Starting January 1 all of the trash collected in Ramsey and Washington Counties will be taken to a recycling center, and what can't be recycled will be burned for energy. In the past only part of the garbage from those East Metro counties had gone to incinerators.

ST. PAUL, Minn. -- No more landfills for garbage collected in the two large East Metro counties.

Beginning January 1, all trash picked up in Ramsey and Washington Counties must go to a recycling center owned by the counties. And what can't be recycled will be burned to generate energy.

Until now, only part of the trash from those two counties was shipped to Xcel Energy incinerators that convert waste to electricity. But in 2018 garbage haulers in those counties will be required to bring all of their trash to the recycling center, and take none to landfills.

"From a carbon perspective, and looking at what happens to that carbon that's in the trash, it's a far better use of this material," Zack Hansen, Ramsey County's Environmental Services director, told KARE.

"You're recovering more of that carbon in the form of energy than if it were going into a landfill, even compared to landfills that collect gases coming from buried trash."

Ramsey and Washington Counties purchased the Recycling and Energy Center in Newport in 2015 to control costs and pave the way for more innovation in handling waste.

But the rate that trash haulers are charged will increase in 2018, and they will pass that along to customers. Hansen predicted the average household will pay an additional $7 per year.

"The tipping fee is going up 10 percent, or $7 dollars, and that's because our costs have increased over time. It's still less than the private owner had been charging back in 2014 before we purchased it."

A 1989 state law mandates that municipalities follow a "waste disposal hierarchy." Reducing waste is the first goal, followed by recycling and composting, followed by waste-to-energy options and finally burying trash in landfills as the last resort.
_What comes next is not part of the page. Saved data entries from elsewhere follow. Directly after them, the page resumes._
PR #365, opened 2018-02-09
[PT-560]: Pattern Selection

tobiasheine:
### Description
Scope of this PR is to add the missing pattern selection to the kotlin native game of life client.

### Considerations
- remove not needed setup instruction to link the generated framework since it's a relative link
- align board and buttons correctly
- implement pattern selection using a `UIAlertController `
- bind `BoardPresenter` and `BoardView` in the `GameOfLifeViewController`

### Screenshots
pattern_selection


game-of-life-native/Game of Life/GameOfLifeViewController.swift
```diff
@@ -11,59 +11,104 @@ import Foundation
...
+    override func viewWillAppear(_ animated: Bool) {
+        super.viewWillAppear(animated)
+        setupLayout()
+        appPresenter.bind(view: self)
+        boardPresenter.bind(boardView: boardView)
     }
-    
+
+    @objc func controlButtonAction(sender: UIButton!) {
+        let _ = onControlButtonClicked()
```
tobiasheine: Kotlin native compiles kotlin closures to a closure that returns `KGOLStdlibUnit`. To suppress the warning of the unused result we to assign it to `_`

game-of-life-native/Game of Life/views/UIBoard.swift
```diff
@@ -10,87 +10,70 @@ import UIKit
...
         let cellDimen = bounds.size.width / CGFloat(boardEntity.getWidth())
-        
-        for y in 0...boardEntity.getHeight()-1{
-            for x in 0...boardEntity.getWidth()-1{
-             let cell = boardEntity.cellAtPosition(x: x, y: y)
-                
-                let position = KGOLPositionEntity(x:x,y:y)
-                let cellView = UICell(frame: CGRect(x: CGFloat(x) * cellDimen, y: CGFloat(y) * cellDimen, width: cellDimen, height: cellDimen),position:position)
-                
+
```
tobiasheine: Just reformatting due to the switch from xcode to app code.

game-of-life-native/Game of Life/GameOfLifeViewController.swift
```diff
@@ -11,59 +11,104 @@ import Foundation
...
 
 class GameOfLifeViewController: UIViewController, KGOLAppView {
-    
-    private var appPresenter : KGOLAppPresenter?
-    private let controllButton = UIButton(frame: CGRect(x: 100, y: 100, width: 200, height: 50))
-    private let boardView = UIBoard(frame: CGRect(x: 0, y: 150, width: 300, height: 300))
-    
+
+    private let controlButton = UIButton(type: UIButtonType.system)
+    private let patternSelectionButton = UIButton(type: UIButtonType.system)
```
bertadevant: you do not really need to init the UIButton with system style, if you do not specify a style that one is the default. Also you can init it like this too `UIButton(type: .system)`

game-of-life-native/Game of Life/GameOfLifeViewController.swift
```diff
@@ -11,59 +11,104 @@ import Foundation
...
+                y: yOffset,
+                width: self.view.bounds.width / 2,
+                height: yOffset)
+
+        patternSelectionButton.frame = CGRect(
+                x: self.view.bounds.width / 2,
+                y: yOffset,
+                width: self.view.bounds.width / 2,
+                height: yOffset)
+        patternSelectionButton.setTitle("Choose a Pattern", for: .normal)
```
bertadevant: this should not be on a function called `setupLayout`

game-of-life-native/Game of Life/GameOfLifeViewController.swift
```diff
@@ -11,59 +11,104 @@ import Foundation
...
-            controllButton.addTarget(self, action: #selector(buttonAction), for: .touchUpInside)
-            self.view.addSubview(controllButton)
-            
-            boardView.backgroundColor = .blue
-            self.view.addSubview(boardView)
-        }
-        
-        appPresenter?.bind(view: self)
-        boardView.willAppear()
+        view.addSubview(controlButton)
```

After the metal recyclables are pulled out of the waste stream at the Newport plant, the remaining trash is converted to RDF, or Refused Derived Fuel. It's a loose assortment of garbage cut into smaller pieces that can be shipped to Xcel Energy plants in Mankato and Red Wing to be burned for energy.

"We're following what we believe the state requires the east metro area to do, but more importantly we're doing this protecting the environment and for local economic development, for thousands of jobs that recycling and processing wastes creates in the East Metro area," Hansen explained.

There's a downside for some Dakota County residents and refuse haulers.

Because the recycling center in Newport will be taking on more garbage from Ramsey and Washington Counties, it will no longer accept trash from Dakota County.

Willie Tennis of Tennis Sanitation in St. Paul Park said his drivers will have to take trash they pick up in Dakota County to landfills or other waste transfer facilities. Tennis said he originally supported Ramsey and Washington County's takeover of the Newport recycling center, based on the understanding he would always be able to use it.